Monday, January 23, 2006

"It Is What It Is"














Another “interesting thing” about me that I would like to add to the list below is that I am the singular human being that coined the phrase “it is what it is”.

Now the phrase has become so popular that you probably think I’m crazy. That may be true, but hear me out.

As I was negotiating a deal for a project in 2000 contract talks sort of stalled. All of the participants from my side came to me and questioned our tactics to no end. It was always we should do this or we should have done that. Rock, why are we here right now?

“It is what it is”

“What does that mean?”

“I said, it is what it is”.

And the point to all of these folks was that a certain situation or development can’t be ordinarily explained one way or another. Ok, the client is ill-informed. Their people do not understand what is really going on here. They are afraid. We are the big private company. It is an unknown. This is perfectly natural.

It is what it is.

And that means deal with it. Life and business is not simple – while everyone wants to adapt various equations to how things work, life is not science and neither is business. Sometimes you just have to have perseverance and/or an angle that ultimately works. But usually it just involves time and outlasting the other option. There is no single magic bullet. It is frankly just hard work and doing the best that you can. And if that can meet what the other party wants, you win – or live to play another day.

These same guys I worked this deal with swear to a man that they learned a lot from my “ism’s” for this project – another one was “keep working the deal” – the deal will never end unless you give up – anytime I speak to them now this always come up on how we won two marquis projects in the same year against much stellar opposition – because, frankly, we just “kept working the deal” and they now understand “it is what it is”. Seriously. And they are grown-ups.

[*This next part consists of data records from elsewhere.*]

PR #693, opened 2026-05-04
[CPBR-3705] Migrate packaging files to nightly-branch pattern (7.5.x)

saurabhcnf:
#### Summary
Migrate RPM, DEB, and archive packaging files from separate `origin/rpm`, `origin/debian`, and `origin/archive` branches into a unified `debian/` directory on the code branch, following the nightly-branch pattern used by schema-registry, common, and other components.

This is a prerequisite for s390x multi-arch RPM packaging support. This will be point-merged till master.

This is the 7.5.x version of the same migration that was on 7.4.x PR in #677 which was cancelled. Cherry-picked from the corresponding `74x-syadav-branch-migration` branch — same end state, rebased onto `7.5.x`. `rest-utils` has version-agnostic packaging (no cross-version differences in `origin/rpm`, `origin/debian`, `origin/archive`), so the 7.4.x commit applies cleanly.

#### What changed
- Added `debian/Makefile` — unified Makefile combining RPM, DEB, and archive targets with `PACKAGE_TYPE`-based PREFIX switching and `debian-control` target for generating `debian/control` from `control.in`
- Added `debian/confluent-rest-utils.spec.in` — RPM spec template (from origin/rpm)
- Added `debian/control.in` — Debian control template with `##VERSION##` placeholder (from origin/debian)
- Added `debian/compat`, `debian/changelog`, `debian/copyright`, `debian/gbp.conf`, `debian/rules`, `debian/source/format` — standard Debian packaging metadata
- Added `debian/patches/series` and `debian/patches/standard_build_layout.patch`

#### Key design decisions
- Install logic from `create_archive.sh` inlined into Makefile `install:` target
- RPM spec generation uses inline `sed` instead of `create_spec.sh`
- Uses `control.in` (not static `control`) with `debian-control:` target to substitute version at build time
- Follows the same unified Makefile pattern as common and schema-registry

### Testing
Companion packaging PR (7.5.x): https://github.com/confluentinc/packaging/pull/2383

#### Artifacts comparison and verification
https://confluentinc.atlassian.net/browse/CPBR-3673?focusedCommentId=5050099

Artifact comparison between migration build and baseline build (both on 7.4.x) confirmed zero functional differences:
- All jar-level differences are explained by ZIP metadata timestamps, MANIFEST.MF Commit-ID, Scala compiler non-determinism, and Maven build timestamps
- RPM, DEB, and archive packages are functionally identical

Re-verification on 7.5.x is not required: this PR cherry-picks the exact same commit from 7.4.x. The packaging file content is identical, and `rest-utils` has no cross-version differences in its legacy packaging branches. Since the 7.4.x verification proved the relocated files produce byte-equivalent packages, the same conclusion holds for 7.5.x.

### Issue
https://confluentinc.atlassian.net/browse/CPBR-3673


rahejaprince (approved):

debian/changelog
```diff
@@ -0,0 +1,5 @@
+confluent-rest-utils (0.1~SNAPSHOT-1) unstable; urgency=low
```
shayelkin, line 1: We currently don't bundle changelog in our deb packages (at least in `confluent-rest-utils_8.2.0-1_all.deb` which I just checked).

If we to start, we should have a real changelog here (or keep without, same as we do now).

debian/Makefile
```diff
@@ -0,0 +1,149 @@
+# Dependencies you'll probably need to install to compile this: make, curl, git,
+# zip, unzip, patch, java7-jdk | openjdk-7-jdk, maven.
+
+SHELL=/bin/bash
+
+ifndef VERSION
+# Note that this is sensitive to this package's version being the first
+# <version> tag in the pom.xml
+VERSION=$(shell grep version pom.xml | head -n 1 | awk -F'>|<' '{ print $$3 }')
```
shayelkin: This is broken: the first match would be the `<?xml version…` header of the pom, not the package version.

debian/Makefile
```diff
@@ -0,0 +1,149 @@
...
+LIBPATH=$(PREFIX)/share/$(PACKAGE_TITLE)
+DOCPATH=$(PREFIX)/share/doc/$(PACKAGE_TITLE)
+
+INSTALL=install -D -m 644
+INSTALL_X=install -D -m 755
+
+install: build
+	rm -rf $(DESTDIR)$(PREFIX)
+	mkdir -p $(DESTDIR)$(PREFIX)
+	mkdir -p $(DESTDIR)$(BINPATH)
```
shayelkin: We don't install anything to `$BINPATH`.

debian/patches/standard_build_layout.patch
```diff
@@ -0,0 +1,14 @@
+diff --git a/Makefile b/Makefile
```
shayelkin, line 1: Why do we need this patch?

saurabhcnf: The packaging pipeline (`build-rpm.py`, `build-deb.py`, `build-archive.py` in `confluentinc/packaging`) invokes make <target> from the repo root, but our Makefile lives at `debian/Makefile`. This patch creates a thin root-level Makefile that proxies any target to `debian/Makefile`, so make rpm / make deb / make archive work from the repo root during package builds without committing a Makefile to the working tree (which would confuse Maven/IDEs during normal development). 

It's byte-identical to the same patch used by other components on the nightly-branch pattern. The 2-line diff vs legacy `origin/debian:debian/patches/standard_build_layout.patch` is intentional: we dropped the cp `debian/create_archive.sh` / `rm create_archive.sh` lines because the script no longer exists (its logic moved into debian/Makefile's install: target).

debian/changelog
saurabhcnf: This file is byte-identical to what's on legacy `origin/debian:debian/changelog` (we migrated it as-is) and matches the same placeholder pattern other components on the nightly-branch pattern use. The file is required by `dpkg-buildpackage` to read package version/maintainer metadata at build time but, as you noted, isn't bundled inside the .deb. This isn't something introduced by the migration change.

debian/Makefile
saurabhcnf: You're right — the regex matches `<?xml version="1.0"?>` first, so this fallback would produce an empty `VERSION` if it ever ran. However, this block is gated by ifndef `VERSION`, and the packaging pipeline always exports VERSION from `CP_VERSION` in packaging-run-config.yml before invoking make — so the fallback never executes in CI. The same buggy regex exists identically in legacy `origin/rpm:Makefile` and `origin/debian:debian/Makefile`, and in other components' nightly-pattern Makefiles. 

Will push a fix commit for this.

debian/Makefile
saurabhcnf: This mkdir creates an empty /usr/bin/ because rest-utils ships no scripts there. I checked `debian/confluent-rest-utils.spec.in` %files (lists only `/usr/share/java/rest-utils` and `/usr/share/doc/rest-utils`) and `debian/rules` (uses dh which only ships installed files), so the empty dir does not end up in the .rpm or .deb. 

The line is inherited from legacy `origin/debian:debian/create_archive.sh` (and the `rpm/archive` equivalents) which did `mkdir -p ${DESTDIR}${BINPATH}` identically — so artifacts are unchanged either way. Safe to drop the `$BINPATH`. 

Will push a fix that removes the `mkdir -p $(DESTDIR)$(BINPATH)`

debian/Makefile
```diff
@@ -0,0 +1,148 @@
+# Dependencies you'll probably need to install to compile this: make, curl, git,
+# zip, unzip, patch, java7-jdk | openjdk-7-jdk, maven.
+
+SHELL=/bin/bash
+
+ifndef VERSION
+# Note that this is sensitive to this package's version being the first
+# <version> tag in the pom.xml
+VERSION=$(shell grep '<version>' pom.xml | head -n 1 | awk -F'>|<' '{ print $$3 }')
```
shayelkin: I think the comment in L8-L9 doesn't hold, as the first `<version>` [tag in the pom.xml](https://github.com/confluentinc/rest-utils/blob/master/pom.xml#L11) is the version for the parent (`common`), which is a range. 

Mind testing this Makefile again (making sure `VERSION` isn't defined, of course), just to be certain it works as expected?

I tried to write an regexp that would do slightly better matching,and came up with such a horrible one, when testing it I got 
```
grep: ../rest-utils/pom.xml: exceeded PCRE's backtracking limit
```
So I would highly recommend just using maven if you can:
```
mvn help:evaluate -Dexpression=project.version -q -DforceStdout
```
should output the actual version for the package, avoiding the regex issue all together.

XKCD#1171

debian/Makefile
saurabhcnf: The earlier change had made it worse failed when tested locally. Switched to the suggestion you provided offline to use 
`mvn help:evaluate -Dexpression=project.version -q -DforceStdout` 
It now correctly returns projects own version. Tested in local without VERSION set.

shayelkin (approved):
Thank you!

Now I hear the phrase all of the friggin’ time:

Steve Smith, WRCarolina Panthers – “Why did you get smoked by the Seattle Seahawks in the NFC Championship game?’

“It is what is is”

Kobe BryantGuard, LA Lakers, and accused rapist, – how did you score 81 points in one game?

“It is what it is”

Wha? Where are my props bro? And exactly how much did you pay off that poor chick in D-town?

To me, “it is what it is” is a mild form of “Be the Ball” from Chevy Chases’ character in Caddyshack. “ Danny, ….be the ball, Danny.” That is more of a directive in what to do in a situation as opposed to a state of nature – but it implies a situation that may not be very manageable – “Be the Ball”. Be what gets it done. Because, if it is that type of situation…

….it is what it is.

8 comments:

wordgirl said...

I've used "be the ball" a lot in my adult life. Of course, I enjoy using the term "Varmint Cong", too. I've heard it's the most popular movie with a golf theme EVER made. Period. I do not question it.

Tink said...

I love that line. I use it all the time. I guess I should buy a ticket for that bandwagon huh? One of my favorite lines:

"It's not what you call me (It's what I answer to)."

Brooke said...

Oh man...LOVE "be the ball"!

But when you say it to someone (say, a British hubby who knows not of what the hell you speak most of the time) who has no frame of reference...you get some funny looks.

Brooke said...

Tag you're it! Come on over for the rules. (And please don't hate me.)

Brooke's M-I-L said...

Yeah, and Brooke's m-i-l also "knows not of what the hell you speak most of the time" too! ;-D (BTW, Hi! Just got here because Brooke 'tagged' you!)

Actually, the "be the ball" quote reminded me (for some obscure reason - I'm like that!) of a Red Dwarf quote:

" Wasn't it Descart who said, "I am what I am"?" "No, dude, that was Popeye the Sailor Man!"

Now you guys don't know WTF I'm talking about! Revenge! Mwahahaha ;-D

Rock said...

Man - twisted sister.

Brooke's M-I-L said...

No, twisted m-i-l - get it right! ;-D

TB said...

Right on. I especially like "It is what it is". I use my own version of that a lot when I trying to figure out if something is worth getting upset over. Mostly the answer is no.